Crop specificity and other physical dependencies needed to be considered, as well as business-related parameters such as economic models and scale.
Being able to find ROI using UAVs is dependent on many factors, and trying to appeal to a wide selection of different crops and business setups is a matter of choice for manufacturers and service providers, but these distinctions are important to recognise. Talking about how UAVs can and will impact precision agriculture while also ensuring that the conversation doesn’t become too general or too specific is essential.
Agriculture UAVs offer increased yields, integrated GIS mapping, crop health imaging, environmental benefits, and time and cost savings, with applications such as crop health and irrigation monitoring, weed identification and variable-rate fertility.

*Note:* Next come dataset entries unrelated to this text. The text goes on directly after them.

PR #10896, opened 2022-04-01
added a catch to check for search term before results are loaded

### LINKED ISSUE #10882: Search by questions returns no result for empty string even before typing the question

When you go to the search page and you try to select the by type dropdown then select questions, the page loads and return a no result for an empty string response to the page.

Screenshot 2022-03-31 at 09 42 03

This idea will solve the issue of searching for an empty string

I expect the page to only return a response when the search icon is clicked or the field is not empty

https://publiclab.org/search/questions/

> Many bugs are related to these -- please help us track it down and reproduce what you're seeing!

****

## Thank you!

kunmi02:
Added a check to the profiles and question html file to return a message asking for the user to enter a search term if non is provided
Fixes #10882 

### DIFF
--- a/app/views/search/profiles.html.erb
+++ b/app/views/search/profiles.html.erb
@@ -11,7 +11,9 @@
 
       <div class="row">
         <div class="col-lg-7">
-        <% if @profiles.present? %>
+        <% if params[:query].blank?%>
+          <p>Please enter a search term.</p>
+        <% elsif @profiles.present? %>
 
           <h4>Results for "<b><%= params[:query] %></b>":</h4>
           <p>Searched profiles by <i>username</i> and <i>bio</i></p>
@@ -44,7 +46,9 @@
         <% end %>
     </div>
     <div class="col-lg-4 col-lg-offset-1" >
-      <% if @tag_profiles.present?%>
+      <% if params[:query].blank? %>
+        <p>&nbsp;</p>
+      <% elsif @tag_profiles.present?%>
         <h4>Results for "<b><%= params[:query] %></b>":</h4>
         <p>Searched profiles by <i>profile tags</i></p>
         <% @tag_profiles.each do |profile| %>
--- a/app/views/search/questions.html.erb
+++ b/app/views/search/questions.html.erb
@@ -9,7 +9,10 @@
 
     <%= render partial: "search/form", locals: { searchType: "questions/" } %>
 
-    <% if @questions.present? %>
+    <% if params[:query].blank?%>
+      <p>Please enter a search term.</p>
+      
+    <% elsif @questions.present? %>
       <h4>Results for "<b><%= params[:query] %></b>":</h4>
 
       <div class="related-tags-container">


TildaDares:
Hi @kunmi02, this looks really great. Can you try visiting `search/questions/` on your local env and check if it displays an error? Mine keeps displaying an error when I try to use the site with the changes in this PR.

kunmi02:
I just did that @TildaDares . Find attached the screenshot of what it looks likE
Screenshot 2022-04-03 at 16 16 57
e

kunmi02:
@TildaDares Please reveiew again

TildaDares:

The widespread availability of UAVs enables agricultural professionals to cost-effectively gather crop health information. UAVs provide useful, high-resolution data from optical, multispectral, NIR and thermal sensors to perform in-depth analysis of crop health.
Historically, researchers’ forays into employing UAVs for this end involved equipping them with thermal cameras to take measurements of canopy-air temperature, which is the basis of a widely used index for water stress in plants.
We see established correlation between a number of sensor types and different agriculture parameters:
- Thermal: irrigation scheduling, plants disease detection, estimating fruit yield, and evaluating maturity of fruits
- Multispectral: identify pests, disease and weeds, provide data on soil fertility, count plants and determine population or spacing issues, estimate crop yield, and measure irrigation. NDRE (leaf chlorophyll content, plant vigor, stress detection, fertilizer demand, nitrogen uptake)
- RGB + NIR: NDVI, plant health, nitrogen mineralisation
Through specialised software and statistical analysis, it will be possible to draw conclusions from sensory data, but as agriculture is not a homogenous operation, there will be need for significant statistical models covering different soil types, water compositions, crop types, climate zones and seasons.
Limitations of precision agriculture utilising UAVs
Precision agriculture utilising UAVs has its benefits but is mostly used on a small scale. Under current regulations, all measurements need to take place within visual line-of-sight (VLOS) of the operator. Operators could conduct several operations in a day by moving from section to section and combining the results into data maps for large farms, but this is not as effective as doing it all at once.
Finding out if major technology providers have the expertise to offer solutions that are specifically related to a particular crop is a separate issue. It can be difficult, as these services and tools cannot become so specific that they’ll end up being unique for each grower, but not so generic that the solution is no longer able to provide specific data.
From the ability to collect data from, and analyse individual plants, to getting information on the moisture content of soil, the industry has seen how UAVs can deliver ROI for both growers and agronomists, and see a financial ROI in UAS technology is a major consideration for growers.
It takes an investment of time from the growers to see how the sensory data gathered from a UAV relates to what is happening on their fields, as growers need it to provide context and create a correlation before making informed decisions. This has led to growers seeing how the technology can be utilised as they create value propositions that make financial sense.
ROI can be realised with drones as part of a solution, but anyone who plans to solely rely on drones to make decisions is likely to be disappointed. That said, as part of an ecosystem, UAVs can provide key pieces of information which will directly influence decision-making.